Mathish - Bayesian Classification

Bayesian Classification

A Brief Distraction

After using the classifier I originally laid out in this post, I discovered that my method of calculating $P(D)$ was very flawed. I have made the appropriate revisions.

The Overview

So, as everyone knows by now, Bayes’ Theorem is expressed as:

$P(A \mid B) = \frac{P(B \mid A) P(A)}{P(B)}$

What I’m going to talk about isn’t new or novel, but it’s something that interests me, so there. I want to look at using Bayes’ theorem to classify documents. This has been done to death with regard to classifying spam, but I’m going to take a more general look. For our purposes, a document is a sequence of terms such as: “This cat isn’t made of butterscotch”; a paragraph, or the HTML source of this page. The idea is to classify a bunch of documents by hand to “train” our classifier so that when new documents come along, we can ask the classifier where they belong. One way to accomplish this is through the use of Bayes’ theorem.

The Real Work

To start, we’ll need a way to tokenize a document into terms. The tokenizer’s implementation will depend upon the type of documents under consideration. To keep things somewhat simple, let’s assume we’re working with English phrases; thus, the terms produced by our tokenizer are simply words. Let’s suppose we have a set of categories, $\mathfrak{C} = \{ C_1, C_2, \ldots , C_n \}$ . So, what we’re then after is the probability that a document belongs in a particular category, $C_m$ , given these extracted terms:

$\begin{aligned} P(C_m \mid D) &= \frac{P(C_m) P(D \mid C_m)}{P(D)} \\ P(C_m \mid T_1,\ldots,T_n) &= \frac{P(C_m) P(T_1,\ldots,T_n \mid C_m)}{P(D)} \end{aligned}$

We’re letting $D$ represent our document, and then expanding the document into its individual terms, $T_1,\ldots,T_n$ . You’ll notice that we’ve skipped the expansion of $P(D)$ , the justification for this will be explained shortly.

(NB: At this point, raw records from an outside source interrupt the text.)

PR #970, opened 2025-03-13
python, swig: add missing controller attributes

martin-belanger:
Found that some controller attributes (e.g. tls_key) were missing from the SWIG wrapper code. Also found that for some of the attributes, SWIG was generating code that accessed to attributes directly instead of using the getter/setter methods.

For example, SWIG would generate code like this:

  name = c->name;

Instead of that:

  name = nvme_ctrl_get_name(c);

This may have been OK in most cases, but the Python code should really use the getter/setter methods instead of accessing the controller object directly.

SWIG is a weird beast to tame. For example, all the setter/getter methods must exactly match the syntax:

  [class]_[member]_[set|get] (e.g. nvme_ctrl_traddr_get)

However, most of the libnvme functions follow this syntax:

  [class]_[set|get]_[member] (e.g. nvme_ctrl_get_traddr)

The trick to force SWIG to use the setter/getter methods is to define the attributes in a %extend block and provide explicit translation methods for all the setter/getter methods.

### DIFF
--- a/libnvme/meson.build
+++ b/libnvme/meson.build
@@ -62,9 +62,9 @@ if build_python_bindings
     # Set the PYTHONPATH so that we can run the 
     # tests directly from the build directory.
     test_env = environment()
-    test_env.append('MALLOC_PERTURB_', '0')
-    test_env.append('PYTHONPATH', join_paths(meson.current_build_dir(), '..'))
-    test_env.append('PYTHONMALLOC', 'malloc')
+    test_env.set('MALLOC_PERTURB_', '90')
+    test_env.prepend('PYTHONPATH', join_paths(meson.current_build_dir(), '..'))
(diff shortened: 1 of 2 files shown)


igaw:
Just to understand it, these `[class][member][set|get]` function wont be visible in the Python code? It's just internal stuff?

igaw:
BTW, we should keep this in mind: https://github.com/linux-nvme/libnvme/issues/206

martin-belanger:
> Just to understand it, these `[class][member][set|get]` function wont be visible in the Python code? It's just internal stuff?

Yes. It's all internal. The interface has not changed. From the Python code, everything is accessed as a property just like before, but internally the setter/getter methods will now be invoked instead of directly accessing the class members.

igaw:
Thanks!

We can expand this using the rules of conditional probability:

$\begin{aligned} P(C_m \mid T_1, \ldots, T_n) &= \frac{P(C_m) P(T_1, \ldots, T_n \mid C_m)}{P(D)} \\ &= \frac{P(C_m) P(T_1 \mid C_m) P(T_2, \ldots, T_n \mid C, T_1)}{P(D)} \\ &= \frac{P(C_m) P(T_1 \mid C_m) P(T_2 \mid C, T_1) P(T_3, \ldots, T_n \mid C, T_1, T_2)}{P(D)} \\ &= \frac{P(C_m) P(T_1 \mid C_m) P(T_2 \mid C, T_1) \ldots P(T_n \mid C, T_1, \ldots, T_{n-1})}{P(D)} \end{aligned}$

This formulation is available on the Wikipedia page on Naive Bayes classifiers. As we are taking a naive approach, we assume there is no interdependence between terms, ie:

$P(T_i \mid T_j) = P(T_i)$

Now, when it comes to words, this is a obviously poor assumption. For instance, it is far more likely that the word “poor” would appear before “assumption” than the word “Faustian” in day-to-day phrases. However, we’re going to go ahead with the naive assumption for now, which simplifies our equation:

$\begin{aligned} P(C_m \mid T_1, \ldots, T_n) &= \frac{P(C_m) P(T_1 \mid C_m) P(T_2 \mid C_m) \ldots P(T_n \mid C_m)}{P(D)} \\ &= \frac{P(C_m)}{P(D)} \prod_{i=1}^n P(T_i \mid C_m) \end{aligned}$

For any term, $T_i$ , we take $P(T_i \mid C_m)$ to mean the probability of that term occurring given we’re working with category $C_m$ , and we calculate it thusly:

$P(T_i \mid C_m) = \frac{t(T_i, C_m)}{\sum_k t(T_k,C_m)}$

where $t(x, y)$ is the number of times term $x$ occurs in category $y$ . This brings us to $P(C_m)$ , meaning the probability of choosing category $C$ without taking the document into consideration. There are a number of ways we could calculate $P(C_m)$ , such as assuming that all categories are equally likely:

$P_1(C_m) = \frac{1}{|\mathfrak{C}|}$

where $|\mathfrak{C}|$ denotes the number of categories in our classifier. While this works, a better measure of might take into account the number of documents a category has been trained with:

$P_2(C_m) = \frac{d(C_m)}{\sum_k d(C_k)}$

where $d(y)$ indicates the number of documents belonging to category $y$ . All other things being equally, $P_2(C_m)$ will favor categories that have been fed the most documents. If each category is trained with the same number of documents, then we’re back to the uniform probability given earlier.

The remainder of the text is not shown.